Querity enables expressive, consistent, and secure querying capabilities across your stack – from API consumers to the database layer – with minimal effort.
> 💡 Whether you're building internal tools or public APIs, Querity helps you deliver powerful query functionality without reinventing the wheel.
See the live demo at ➡️ [Querity Demo](https://querity-demo.onrender.com/) ⬅️.
## Running
Run the application with the following command:
```bash
./mvnw -Pwith-frontend spring-boot:run
```
Then open your browser to `http://localhost:8080`, you should see a simple web page with a form to query the orders.
There's also a Swagger-UI interface available at `http://localhost:8080/swagger-ui/index.html` to test the API.

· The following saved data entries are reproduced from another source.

PR #817, opened 2024-10-18
[Tidy] Remove gitleaks

antonymilne:
## Description

After quite a bit of discussion and [testing](https://github.com/mckinsey/vizro/pull/801), I have decided we are good to remove gitleaks after all. Currently we have GitHub advanced security and Gitguardian working. Gitguardian might be switched off because GitHub advanced security seems to be a superset of its features (e.g. it will even stop you putting credentials in an edit done directly in the GitHub UI).

The reason that test credentials didn't get detected by these tools before is because their threshold for what constitutes a real risky credential is higher than gitleaks. e.g. they only care about AWS keys and IDs if they are provided together, they check that the length and format of these is real to avoid flagging false positives, etc. All the security people at the Firm seem happy that these tools are sensitive enough and that they are working correctly, so I'm proceeding with the tidy up and removing it.

## Notice


maxschulz-COL (approved):
SOunds good to me, thanks for checking and testing. I think that was important after all :)

stichbury (approved):
🏆 Approved from docs perspective, which is somewhat secondary but have my ✅ anyway!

Now try out the query language by replacing the query string with any valid query (see [Documentation](https://queritylib.github.io/querity/#query-language-syntax)).
Some examples:
`shippingCustomer.address.country="France" sort by placementDate desc page 1,20`
> This query filters by shipping address country, sorts the results by placement date in descending order and paginates
> the results, returning the first page with 20 elements.
`distinct and(rows.totalPrice>1000, currency="EUR") sort by totalPrice desc page 1,10`
> Notice how the above query string filters by a field nested in a collection (`rows.totalPrice`).
>
> In this case the `distinct` keyword is used to avoid duplicate rows and pagination issues.
## Other info
You can view the ER diagram of the database [here](/assets/er-diagram.png).